There is nothing in such cases as Carter v. State, 53 Ga. 326; McCrary v. State, 81 Ga. 334 ( 6 S.E. 588); McNish v. State, 88 Ga. 499 ( 14 S.E. 865); White v. State, 19 Ga. App. 230 ( 91 S.E. 280); Carty v. State, 26 Ga. App. 249 (3) ( 106 S.E. 11); Clack v. State, 47 Ga. App. 323 ( 170 S.E. 398); Crenshaw v. State, 64 Ga. 449, and similar decisions, contrary to our holding in this case on the question of a variance. In Crenshaw v. State, supra, the defendant was charged with larceny after trust as to a blue hog with certain ear markings, and the proof disclosed that the larceny was of a hog with entirely different ear crops. There was a material variance — an entirely different hog from the one described in the indictment. Here there is no controversy as to the identity of the tires. They were entrusted by the common carrier to its truck to be delivered to Elberton. The defendant was the driver of the truck as far as Monroe. Between Atlanta and Monroe, the proof was to the effect, and the jury were authorized to find, that the defendant took these tires from the truck and sold them.

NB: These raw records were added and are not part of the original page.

PR #335, opened 2026-04-13
BAH-4593, BAH-4594 | Refactor. Event-Driven Consultation Pad with Form Registry

rahu1ramesh:
**JIRA** → [BAH-4593](https://bahmni.atlassian.net/browse/BAH-4593)
**JIRA** → [BAH-4594](https://bahmni.atlassian.net/browse/BAH-4594)

### **Description**

Refactors the monolithic ConsultationPad component into a modular, event-driven architecture. The existing ~560-line component and its large test files are replaced with a FormRegistry-based system that declaratively registers form components alongside their validation, bundle creation, and state subscription logic. A new `startConsultation` event allows external triggers (e.g. the patient header action button) to open the consultation pad without direct component coupling.

### **Key Features**
  - Form Registry — each form (allergies, medications, vaccinations, observations, etc.) is registered with a config object describing its privilege, encounter types, reset/validate/hasData/subscribe/createBundleEntries behaviour.
  - Event-Driven Pad Opening — a startConsultation custom event with a dispatch helper and subscriber hook replaces the prop-drilling or direct state coupling previously used to open the consultation pad.
  - Observation Forms Panel — a dedicated ObservationFormsPanel component renders dynamically registered observation forms, replacing the hardcoded layout in ConsultationPad.
  - FormRenderer — a lightweight FormRenderer wrapper renders any registered form component.

[BAH-4593]: https://bahmni.atlassian.net/browse/BAH-4593?atlOrigin=eyJpIjoiNWRkNTljNzYxNjVmNDY3MDlhMDU5Y2ZhYzA5YTRkZjUiLCJwIjoiZ2l0aHViLWNvbS1KU1cifQ
[BAH-4594]: https://bahmni.atlassian.net/browse/BAH-4594?atlOrigin=eyJpIjoiNWRkNTljNzYxNjVmNDY3MDlhMDU5Y2ZhYzA5YTRkZjUiLCJwIjoiZ2l0aHViLWNvbS1KU1cifQ


apps/clinical/src/components/consultationPad/services.ts
PratitiP, line 1: Instead of creating separate service file here, can we move submitConsultation service function to existing consultationBundleService in the common services folder ?

rahu1ramesh: But this submit is only triggered by the consultationPad right? I don't see another use case for it now, we can move it to a common service if some other service uses it later.

apps/clinical/src/components/consultationPad/models.ts
PratitiP, line 1: In the clinical, We have Models, services in the separate folder. Good to follow the consistent structure. We already have a models file for consultationBundle

apps/clinical/src/events/startConsultation/event.ts
PratitiP, line 1: Earlier for consultationSave event we added a dispatch event function and the useSubscribe hook in the @bahmni/service -> event -> consultationEvents.ts
Should we add dispatchConsultationStart and useSubscribeConsultationStart there itself to keep them together for maintainability ?

PratitiP (approved):

apps/clinical/src/components/consultationPad/services.ts
PratitiP: Okay. so we need to refactor the existing structure for clinical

2. The court charged: "Now that part of it you will have for your consideration and the court instructs you that only the case of larceny after trust as set forth in the Code section which refers to the conversion to his own use is for your consideration. You are instructed that it is not necessary in order to convict for the State to show that a demand was made by the owner of the tires and a failure to pay for the same by the defendant." This instruction was not error because the indictment was not susceptible to any other construction than that it charged larceny after trust under the last clause of Code § 26-2806, under which section said indictment was drawn, and under the law the defendant could not have been legally convicted without a definite demand on him having been proved, that no announcement was made by the solicitor in open court that he did not rely solely upon any allegation of the indictment, and that there was no evidence that after demand the defendant failed to pay the owner of the property alleged the full value thereof.
3. The evidence authorized the jury to find that the defendant took these four tires from the freight truck, of which he was the driver and in charge, along the freight route of the carrier from Atlanta, Georgia, to Monroe, Georgia, and then that the defendant and another sold the tires to Puckett and Parker, and that both of these transactions took place in Gwinnett County. The verdict of guilty was amply supported by the evidence.
4. It follows that, no error of law appearing and the evidence authorizing the verdict of guilty, the trial court did not err in overruling the defendant's motion for new trial as amended.
Judgment affirmed. MacIntyre, P. J., and Townsend, J., concur.